# Your task
Print the line that has "Thanks for taking" in it, then every remaining line of the data, exactly and without anything extra.

(Collected data entries)

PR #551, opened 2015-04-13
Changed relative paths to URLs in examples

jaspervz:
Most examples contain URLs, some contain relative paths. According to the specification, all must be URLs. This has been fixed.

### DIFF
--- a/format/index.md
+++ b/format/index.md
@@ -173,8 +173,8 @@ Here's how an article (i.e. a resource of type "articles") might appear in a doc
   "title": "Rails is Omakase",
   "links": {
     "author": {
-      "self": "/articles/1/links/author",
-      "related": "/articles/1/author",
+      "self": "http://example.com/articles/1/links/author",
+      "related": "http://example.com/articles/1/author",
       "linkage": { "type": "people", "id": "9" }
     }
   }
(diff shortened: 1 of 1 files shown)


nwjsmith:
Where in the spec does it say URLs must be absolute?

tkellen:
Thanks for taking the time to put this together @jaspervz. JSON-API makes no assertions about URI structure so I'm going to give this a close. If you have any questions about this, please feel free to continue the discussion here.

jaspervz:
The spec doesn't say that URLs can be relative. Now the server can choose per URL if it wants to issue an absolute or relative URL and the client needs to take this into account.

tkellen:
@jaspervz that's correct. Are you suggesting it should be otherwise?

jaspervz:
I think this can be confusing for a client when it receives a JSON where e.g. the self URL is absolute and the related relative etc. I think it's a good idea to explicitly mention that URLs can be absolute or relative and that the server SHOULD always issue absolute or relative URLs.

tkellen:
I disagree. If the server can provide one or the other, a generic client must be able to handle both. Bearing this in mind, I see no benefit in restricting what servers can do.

# Solved problem
Thanks for taking the time to put this together @jaspervz. JSON-API makes no assertions about URI structure so I'm going to give this a close. If you have any questions about this, please feel free to continue the discussion here.

jaspervz:
The spec doesn't say that URLs can be relative. Now the server can choose per URL if it wants to issue an absolute or relative URL and the client needs to take this into account.

tkellen:
@jaspervz that's correct. Are you suggesting it should be otherwise?

jaspervz:
I think this can be confusing for a client when it receives a JSON where e.g. the self URL is absolute and the related relative etc. I think it's a good idea to explicitly mention that URLs can be absolute or relative and that the server SHOULD always issue absolute or relative URLs.

tkellen:
I disagree. If the server can provide one or the other, a generic client must be able to handle both. Bearing this in mind, I see no benefit in restricting what servers can do.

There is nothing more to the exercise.